I copy down the Kittles’ phone number (could come in handy). Explore the junk drawer. I resist the temptation to scribble Quiet your dog! on the empty space on the calendar beside Sandra’s cancelled visit. I take down a steak knife from a magnetic strip near the fridge and run my tongue up and down it. Juvenile, yes. The last time I did this, I was a juvenile. Maybe I’ll come back tomorrow. Bring a few props this time. Hide a ripe banana in the linen closet. Slide a disgusting photo into a coat pocket. Drop a dead fly into their chardonnay.

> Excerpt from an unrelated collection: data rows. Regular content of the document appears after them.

PR #26928, opened 2024-11-22
[new release] elpi (2.0.0)

gares:

##### CHANGES:

- Compiler:
  - Change the pipeline completely to make unit relocation unnecessary. Current
    phases are (roughly):
    1. `Ast.program` —[`RecoverStructure`]—> `Ast.Structured.program`
    2. `Ast.Structured.program` —[`Scope`,`Quotation`,`Macro`]—> `Scoped.program` (aka `API.Compile.scoped_program`)
    3. `Scoped.program` —[`Flatten`]—> `Flat.program`
    4. `Flat.program` —[`Check`]—> `CheckedFlat.program` (aka `API.Compile.compilation_unit`)
    5. `CheckedFlat.program` —[`Spill`,`ToDbl`]—> `Assembled.program`

    Steps 4 and 5 operate on a base, that is an `Assembled.program` being
    extended. `ToDbl` is in charge of allocating constants (numbers) for global
    names and takes place when the unit is assembled on the base. These
    constants don't need to be relocated as in the previous backend that
    would allocate these constants much earlier.
  - Change compilation units can declare new builtin predicates
  - Fix macros are hygienic
  - New type checker written in OCaml. The new type checker is faster,
    reports error messages with a precise location and performs checking
    incrementally when the API for separate compilation is used.
    The new type checker is a bit less permissive since the old one would
    merged together all types declaration before type checking the entire
    program, while the new one type checks each unit using the types declared
    inside the unit or declared in the base it extends, but not the types
    declared in units that (will) follow it.
  - Remove the need of `typeabbrv string (ctype "string")` and similar
  - New type check types and kinds (used to be ignored).

- API:
  - Change quotations generate `Ast.Term.t` and not `RawData.t`. The data
    type `Ast.Term.t` contains locations (for locating type errors) and
    has named (bound) variables and type annotations in `Ast.Type.t`.
  - New `Compile.extend_signature` and `Compile.signature` to extend a
    program with the signature (the types, not the code) of a unit
  - New `Ast.Loc.t` carries a opaque payload defined by the host application
  - Remove `Query`, only `RawQuery` is available (or `Compile.query`)

- Parser:
  - Remove legacy parser
  - New `% elpi:if version op A.B.C` and `% elpi:endif` lexing directives
  - New warning for `A => B, C` to be disabled by putting parentheses
    around `A => B`.

- Language:
  - New infix `==>` standing for application but with "the right precedence™",
    i.e. `A ==> B, C` means `A => (B, C)`.
  - New `pred` is allowed in anonymous predicates, eg:
    `pred map i:list A, i:(pred i:A, o:B), o:list B` declares that the first
    argument of `map` is a predicate whose first argument is in input and
    the second in output. Currently the mode checker is still in development,
    annotations for higher order arguments are ignored.
  - New attribute `:functional` can be passed to predicates (but not types).
    For example, `:functional pred map i:list A, i:(:functional pred i:A, o:B), o:list B`
    declares `map` to be a functional predicate iff its higher order argument is
    functional. Currently the determinacy checker is still in development, these
    annotations are ignored.
  - New `func` keyword standing for `:functional pred`. The declaration above
    can be shortened to `func map i:list A, i:(func i:A, o:B), o:list B`.
  - New type annotations on variables quantified by `pi` as in `pi x : term \ ...`
  - New type casts on terms, as in `f (x : term)`
  - New attribute `:untyped` to skip the type checking of a rule.

- Stdlib:
  - New `std.list.init N E L` builds a list `L = [E, ..., E]` with length `N`
  - New `std.list.make N F L` builds the list `L = [F 0, F 1, ..., F (N-1)]`
  - New `triple` data type with constructor `triple` and projections `triple_1`...

- Builtins:
  - Remove `string_to_term`, `read`, `readterm`, `quote_syntax`

- REPL:
  - Remove `-no-tc`, `-legacy-parser`, `-legacy-parser-available`
  - New `-document-infix-syntax`

### DIFF
--- a/packages/elpi/elpi.2.0.0/opam
+++ b/packages/elpi/elpi.2.0.0/opam
@@ -14,7 +14,7 @@ build: [
 ]
 
 depends: [
-  "ocaml" {>= "4.08.0" }
+  "ocaml" {>= "4.13.0" }
   "stdlib-shims"
   "ppxlib" {>= "0.12.0" }
   "menhir" {>= "20211230" }
--- a/packages/elpi/elpi.2.0.0/opam
+++ b/packages/elpi/elpi.2.0.0/opam
@@ -1,0 +1,90 @@
+opam-version: "2.0"
+maintainer: "Enrico Tassi <enrico.tassi@inria.fr>"
+authors: [ "Claudio Sacerdoti Coen" "Enrico Tassi" ]
+license: "LGPL-2.1-or-later"
+homepage: "https://github.com/LPCIC/elpi"
+doc: "https://LPCIC.github.io/elpi/"
+dev-repo: "git+https://github.com/LPCIC/elpi.git"
+bug-reports: "https://github.com/LPCIC/elpi/issues"
+
+build: [
+  ["dune" "subst"] {dev}
+  ["dune" "build" "-p" name "-j" jobs]
+  [make "tests" "DUNE_OPTS=-p %{name}%" "SKIP=performance_HO" "SKIP+=performance_FO" "SKIP+=elpi_api_performance"] {with-test & os != "macos" & os-distribution != "alpine" & os-distribution != "freebsd"}
+]
+
+depends: [
+  "ocaml" {>= "4.08.0" }
+  "stdlib-shims"
+  "ppxlib" {>= "0.12.0" }
+  "menhir" {>= "20211230" }
+  "re" {>= "1.7.2"}
+  "ppx_deriving" {>= "4.3"}
+  "ANSITerminal" {with-test}
+  "cmdliner" {with-test}
+  "fileutils" {with-test}
+  "dune" {>= "2.8.0"}
+  "conf-time" {with-test}
+  "atdgen" {>= "2.10.0"}
+  "atdts" {>= "2.10.0"}
+  "odoc" {with-doc}
+]
+synopsis: "ELPI - Embeddable λProlog Interpreter"
+description: """
+ELPI implements a variant of λProlog enriched with Constraint Handling Rules,
+a programming language well suited to manipulate syntax trees with binders.
+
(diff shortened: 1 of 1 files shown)


packages/elpi/elpi.2.0.0/opam
```diff
@@ -0,0 +1,90 @@
...
+bug-reports: "https://github.com/LPCIC/elpi/issues"
+
+build: [
+  ["dune" "subst"] {dev}
+  ["dune" "build" "-p" name "-j" jobs]
+  [make "tests" "DUNE_OPTS=-p %{name}%" "SKIP=performance_HO" "SKIP+=performance_FO" "SKIP+=elpi_api_performance"] {with-test & os != "macos" & os-distribution != "alpine" & os-distribution != "freebsd"}
+]
+
+depends: [
+  "ocaml" {>= "4.08.0" }
```
raphael-proust, line 17:
```suggestion
  "ocaml" {>= "4.13.0" }
```

Because of the following error in the CI:  
`failed: Unbound value String.starts_with`

The Stdlib documentation indicates "Since 4.13" in the documentation of `String.starts_with`.

-----------------

Please update this upstream for future releases.

raphael-proust (commented):
There also seems to be some issues on some 32 bit architectures during the tests. Some call to `Array.make` fails:

```
# File "src/runtime/dune", line 14, characters 12-19:
# 14 | (test (name test_bl) (libraries elpi.runtime) (modules test_bl) (preprocess (pps ppx_deriving.std)))
#                  ^^^^^^^
# (cd _build/default/src/runtime && ./test_bl.exe)
# Fatal error: exception Invalid_argument("Array.make")
# make: *** [Makefile:85: tests] Error 1
```

You should look into it. Possibly make your package not available on the offending architectures?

I go upstairs and enjoy perspectives of my own house that I’ve never seen before. Peer into the first bedroom — a guest room? A child’s bedroom? Is this where Sandra spent her childhood? Nice master bath. Might be your best selling point, if and when you decide to sell.

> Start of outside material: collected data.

PR #26925, opened 2024-11-21
[new release] cohttp (14 packages) (6.0.0)

avsm:
An OCaml library for HTTP clients and servers

- Project page: <a href="https://github.com/mirage/ocaml-cohttp">https://github.com/mirage/ocaml-cohttp</a>
- Documentation: <a href="https://mirage.github.io/ocaml-cohttp/">https://mirage.github.io/ocaml-cohttp/</a>

##### CHANGES:

- bump minimum dune version to 3.8 (@avsm)
- cohttp-eio: Use system authenticator in example.
- http, cohttp: remove the scheme field from requests. This means that
  [Request.uri] no longer returns the same URI as was to create the request
  with [Request.make] (@rgrinberg 1086)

I take a pee surrounded by gleaming mirrors. It’s a well-earned pee, a post-coffee pee. I reach to flush, then stop myself. No flush. Why not sow a tiny seedling of discord between Dave and Marilyn? She’ll blame him for being a pig. He’ll have no clue why she’s in a rotten mood.

From my wallet, I dig out the neon business card of a divorce lawyer that I picked up after Amy left. What kind of crass business ploy is that anyway? He wasn’t worth a red nickel. I leave it facedown on the carpet just beside the small waste basket in the bedroom. Why not have a little fun with Mr. and Mrs. Wonderful?

I’m not sure if the dog still knows there’s someone in the house. Its barking has returned to its normal rhythms, though it sounds different not echoing around the canyon. Up close, the cheese-grater effect on my nerves is intensified. I feel the cortisol flowing in my blood. I feel like I could pick up this refrigerator.